Uno de los más famosos maestros modernos de la ficción y la filosofía social, quizás el más famoso de todos, asistió en una ocasión a una discusión que sostenía con un sacerdote anglicano acerca de la teoría católica del cristianismo. Aproximadamente a la mitad de nuestro intercambio, el gran novelista comenzó a dar frenéticos saltos por toda la habitación, con tan típicos cuan hilarantes bríos, mientras iba repitiendo: «¡No soy cristiano! ¡No soy cristiano!», y agitaba sus brazos y piernas como si buscara escapar de las redes de un pajarero. Parecía haber divisado un impreciso y vasto ejército empeñado en una maniobra envolvente para acorralarlo y empujarlo al reducto del cristianismo y, de ahí, de cabeza al catolicismo. Y estaba convencido de haber logrado romper el cerco y no haber caído aún en sus garras. Con todo el respeto debido a su genio y franqueza, la verdad es que parecía encantado de echar una cana al aire antes de tener que responder a la pregunta: «¿Y por qué no nos convertimos al catolicismo?».

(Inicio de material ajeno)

PR #5319, opened 2022-07-23
Re-Add Comment Cleaner

Pandapip1:
Only needs to be one workflow file because now we use `pull_request_target`!


Pandapip1:
(Obligatory requires manual merge from @MicahZoltu or @lightclient)

.github/workflows/ci.yml
```diff
@@ -82,23 +82,6 @@ jobs:
...
-          echo $PR_NUMBER > ./pr/pr_number
-          echo $PR_SHA > ./pr/pr_sha
-          echo $MERGE_SHA > ./pr/merge_sha
-
-      - name: Upload Artifact
-        uses: actions/upload-artifact@3cea5372237819ed00197afe530f5a7ea3e805c8
-        with:
-          name: pr_number
-          path: pr/
-
```
MicahZoltu, line 101: This feels unrelated to the other change.  Am I missing something?  If not, can this be split into two separate PRs so they can be discussed independently?

MicahZoltu: Oh, I see.  Previously we saved an artifact and then used that to determine whether to comment or not, but now we comment in the same workflow so it is easier to see results and comment accordingly.

MicahZoltu (approved):
Waiting to merge until @SamWilsn comments, since EIPW is Sam's thing.

.github/workflows/ci.yml
```diff
@@ -109,3 +92,31 @@ jobs:
...
+
+    runs-on: ubuntu-latest
+    if: needs.htmlproofer.result == 'failure' || needs.codespell.result == 'failure' || needs['eip-validator'].result == 'failure' || needs['eipw-validator'].result == 'failure'
+    needs: [ "htmlproofer", "codespell", "eip-validator", "eipw-validator", "clean-comments" ]
+    
+    steps:
+      - name: Comment on PR
+        uses: thollander/actions-comment-pull-request@686ab1cab89e0f715a44a0d04b9fdfdd4f33d751
+        with:
+          message: The commit ${{ github.event.pull_request.head.sha }} (as a parent of ${{ github.sha }}) contains errors. Please inspect the [Files Tab](https://github.com/ethereum/EIPs/pull/${{ github.event.number }}/files) for actionable items.
```
SamWilsn, line 121: In the event multiple commits get run simultaneously, and a later commit finishes before an earlier commit, will the non-deleted comment point to the latest check run?

I was thinking of adding an if-statement to my script to only comment if the check run is for the latest commit. Should we do that here too?

SamWilsn (approved):
Looks fine to me, but left a question

.github/workflows/ci.yml
Pandapip1: > In the event multiple commits get run simultaneously, and a later commit finishes before an earlier commit, will the non-deleted comment point to the latest check run?

No, but the chance that this will happen is negligible.

.github/workflows/ci.yml
Pandapip1: This also means that the rate limit is lower.

Pandapip1:
@MicahZoltu ready to merge

Pandapip1:
The merge conflicts can't be resolved. I'll re-do this.

.github/workflows/ci.yml
MicahZoltu: It does seem like a good idea to halt the check if it isn't against the latest commit in the PR.  At the least, it could save us some CPU time.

Si he empezado recordando este episodio de la conciencia que todos tenemos de los desafíos de la Iglesia es porque estoy convencido de que está relacionado con otra cosa. Esa otra cosa es la más poderosa de todas las fuerzas puramente intelectuales que han logrado llevarme hacia la verdad. No se trata únicamente de la supervivencia de la fe, sino de la singular naturaleza de su supervivencia. Ya me he referido a ello utilizando la expresión convencional «la vieja religión». Pues resulta que esa religión no es vieja, porque es una religión que se niega a envejecer. En este momento histórico, además, es una religión extremadamente joven o, para decirlo con más propiedad, sobre todo y especialmente una religión para hombres jóvenes. Mucho más novedosa que todas las nuevas religiones que han aparecido entretanto y que profesan jóvenes mucho más fogosos, mucho más impregnados por ella, más entusiastas a la hora de explicar en qué consiste y argumentar a su favor de lo que lo fueron los jóvenes socialistas de mi juventud. No es sólo un cuerpo de guardia custodiando la entrada del templo, sino que ha vuelto a tomar la iniciativa y a dirigir el contraataque. En suma, lo que siempre es la juventud, lleve o no razón: agresiva. Y es esa atmósfera de agresividad que hoy rodea al catolicismo lo que justifica que los viejos intelectuales se pongan a la defensiva. A ella se debe la casi enfermiza conciencia de sus limitaciones a la que he aludido. Los conversos están librando una verdadera batalla, como reza la recurrente fórmula con que comienza la Santa Misa, por alcanzar aquello que pueda llenar de gozo su juventud. Ni siquiera soy capaz de decir si la sobrenatural frescura que impregna tan antigua realidad es explicable, a menos de aceptar la hipótesis de que se trata, en efecto, de un fenómeno sobrenatural.